PR #341, opened 2026-08-18
Add --existing to check --coverage: calculate coverage from existing data

lestarch-autobot:
| | |
|:---|:---|
|**_Related Issue(s)_**| n/a |
|**_Documentation Included (y/n)_**| y (option help strings) |

---
## Change Description

Adds an `--existing` switch to `fprime-util check --coverage` (per review feedback) that skips the test-run step and runs gcovr only, calculating coverage from `.gcda` data already on disk:

```python
class GcovrTarget(CompositeTarget):
    def option_args(self):
        return super().option_args() + [("--existing", "...no test re-run...")]

    def execute(self, builder, context, args):
        children = self.targets
        if args[2].get("--existing", False):
            children = [child for child in children if isinstance(child, Gcovr)]
        ...
```

Default behavior of `check --coverage` is unchanged.

## Rationale

Supports system-level (integration-test) coverage flows: one instrumented deployment run produces coverage data for all modules at once; the report split per module must then run gcovr repeatedly against the same on-disk data without re-running tests. Used by the F´ integration-coverage publisher (nasa/fprime-actions#43).

- `pytest test` passes (157 passed), including a new test asserting `--existing` skips the check step while plain `check --coverage` still runs it.
- Verified against a gcov-instrumented Ref deployment build: `fprime-util check --coverage --existing [--all] -r <deployment> --build-cache <deployment>/build-fprime-automatic-native` produces correct filtered reports from existing `.gcda` files, globally and per-module.

## Future Work

None.


thomas-bc (commented):
This is quite a niche use case (presumably for CI?) - would it be possible to have it be a sub-option of `fprime-util check --coverage --existing` or something? Otherwise users may get confused that `fprime-util coverage` doesn't do coverage

LeStarch (approved):

thomas-bc (approved):

PR #346, opened 2026-08-28
Remove dead code and improve status and error handling

thomas-bc:
| | |
|:---|:---|
|**_Related Issue(s)_**|  |

---
## Change Description

This is the first PR in a set of AI-generated PRs aimed to improve quality and maintainability of this code base

## AI Usage

Devin identified and generated the content - I discussed and reviewed with it


sylvesterkaczmarek (commented):
`top_target=True` is still used by `Build` and covered by the existing global-target test, but this removes the only branch that leaves global CMake targets unprefixed. Those calls now resolve to `<module>_<target>` instead of `<target>`, making global targets unreachable. Please preserve that branch and keep the existing global-target regression test passing.

PR #347, opened 2026-08-29
Add `fprime-util sloc`: context-aware SLOC counting with FPP support

lestarch-autobot:
| | |
|:---|:---|
|**_Related Issue(s)_**|  |
|**_Documentation Included (y/n)_**| y (help text) |

---
## Change Description

Adds a new `fprime-util sloc` command that counts SLOC for F Prime projects, plus a Pygments lexer plugin for FPP/FPPI so pygount can count model files.

- **Module discovery**: a module is any directory whose `CMakeLists.txt` calls `register_fprime_*`, `add_library`, or `add_executable`; source files are attributed to the nearest enclosing module.
- **Context aware**:
  - component/module directory → counts just that module (no build cache needed)
  - deployment directory → counts the deployment and its linked dependency closure (build cache required; dependencies resolved from link files or the Ninja build graph)
  - project root → full segmentation into project / framework / `library_locations` from `settings.ini`, with per-section totals and a grand total (no build cache needed)
  - `--recursive` → counts all modules under the current directory (build cache required)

▶ TASK PROMPT: Return each line of the entries that holds the string "generated".

▶ RESPONSE FOR THIS EXERCISE:
This is the first PR in a set of AI-generated PRs aimed to improve quality and maintainability of this code base
Devin identified and generated the content - I discussed and reviewed with it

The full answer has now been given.